Stimo e ammiro le grandi case di consulenza strategica, ma le conosco abbastanza per sapere che hanno un’anima profondamente commerciale, perciò quando sventolano pubblicamente studi che di norma tengono strettamente confidenziali sono incline a pensare che stiano cercando innanzitutto un posizionamento nel mercato. Accantonato questo primo dubbio mi esercito nel confutare alcune delle tesi sostenute nello studio Bcg/Bernstein (“La riforma delle banche popolari”) riportato da Linkiesta e da molti altri giornali. Uno studio che in 20 pagine evidenzia grandi vantaggi nelle aggregazioni – per ora teoriche – tra banche popolari (a seguito della recente riforma) e banche in crisi (Mps, Carige).
Con rispetto propongo alcune controargomentazioni che hanno radici nell’esperienza diretta delle organizzazioni bancarie e nei loro comportamenti tipici.
a) Tagliare i costi o aumentare i ricavi?

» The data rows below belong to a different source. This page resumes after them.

PR #1501, opened 2023-04-11
Fix a bug where the Data Grid cell editor value is dismissed when the user clicks away

joshwooding:
An investigation into an alternative fix to #1462.

This PR reverts https://github.com/jpmorganchase/salt-ds/pull/1462 and tries to solve it differently it avoids API changes and focuses on fixing the bug.

It will be easier to look at specific commits to review it.

The three commits here are:
The revert of the original commit
The commit that adds the fix
A commit that cherrypicks the changeset and tests

### DIFF
--- a/packages/grid/src/Grid.tsx
+++ b/packages/grid/src/Grid.tsx
@@ -227,7 +227,7 @@ export const Grid = function Grid<T>(props: GridProps<T>) {
   );
 
   const [editMode, setEditMode] = useState<boolean>(false);
-  const [editorText, setEditorText] = useState<string>("");
+  const [initialText, setInitialText] = useState<string | undefined>(undefined);
 
   const resizeClient: ScrollableProps<T>["resizeClient"] = useCallback(
     (dimensions) => {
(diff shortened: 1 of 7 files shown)


feliciackh (dismissed):

packages/grid/src/TextCellEditor.tsx
```diff
@@ -50,15 +53,26 @@ export function TextCellEditor<T>(props: TextCellEditorProps<T>) {
...
+
+  useEffect(() => {
+    const input = inputRef.current;
+    const focusOut = (event: FocusEvent) => {
+      if (!input?.contains(event.target as Node)) {
+        endEditMode(editorText);
+      }
+    };
+
+    document?.addEventListener("mousedown", focusOut, true);
```
origami-z, line 70: Do we need some comment around capture v.s. race condition?

origami-z (commented):
I don't think numeric editor works? Was testing on 2nd column below
https://316a45cd.saltdesignsystem-storybook.pages.dev/?path=/story/data-grid-data-grid--editable-cells

packages/grid/src/TextCellEditor.tsx
joshwooding: Added :)

joshwooding:
> I don't think numeric editor works? Was testing on 2nd column below https://316a45cd.saltdesignsystem-storybook.pages.dev/?path=/story/data-grid-data-grid--editable-cells

Ah yes, I think it wasn't fixed in the original PR. Just added a commit that fixes this there too. I tested it with Dropdown and it works

packages/grid/src/Grid.tsx
```diff
@@ -471,45 +471,39 @@ export const Grid = function Grid<T>(props: GridProps<T>) {
...
+  const endEditMode = (value: string) => {
+    if (!editMode) {
+      return;
+    }
+    if (cursorColIdx == undefined) {
+      console.error(`endEditMode: cursorColIdx is undefined in edit mode`);
+      return;
+    }
+    const c = cols[cursorColIdx];
+    const handler = c.info.props.onChange;
```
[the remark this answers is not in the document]
joshwooding: Those changes are due to a revert and not a manual change. I've made it easier to review the PR by keeping things in separate commits and the first should be ignored.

Le migliori fusioni e acquisizioni sono costruite per due terzi sull’aumento dei ricavi, e per un terzo sul taglio dei costi
Prima osservazione sulla finalità delle combinazioni bancarie. Lo studio Bcg ammette che deriveranno quasi esclusivamente dalla razionalizzazione, dal taglio dei costi e non dalla crescita dei ricavi (+0,4 miliardi di euro). Già questo è un inizio zoppicante: le migliori fusioni e acquisizioni sono costruite per due terzi sull’aumento dei ricavi, e per un terzo sul taglio dei costi. Ciascuna banca popolare sta già manovrando da anni sul taglio dei costi di struttura, sulla riduzione delle filiali e del personale con accordi sindacali non semplici. Senza negare le economie di scala, realizzabili soprattutto nelle aree amministrative e di backoffice, il problema numero uno delle banche italiane nei prossimi anni è la ricrescita e riqualificazione dei ricavi e dei margini. Se la crescita dei margini deriva quasi totalmente dal calo fisiologico del costo del rischio (minori accantonamenti e rettifiche dopo 7 anni) – come indicato dalle frecce apposte sul grafico Bcg – trovo il presupposto di queste operazioni fragile nel lungo termine e i benefici nel breve indipendenti dall’ipotesi di fusione. Sono propenso a pensare che si otterrebbero anche nella versione stand-alone forse in misura leggermente inferiore, ma con maggiore velocità e certezza.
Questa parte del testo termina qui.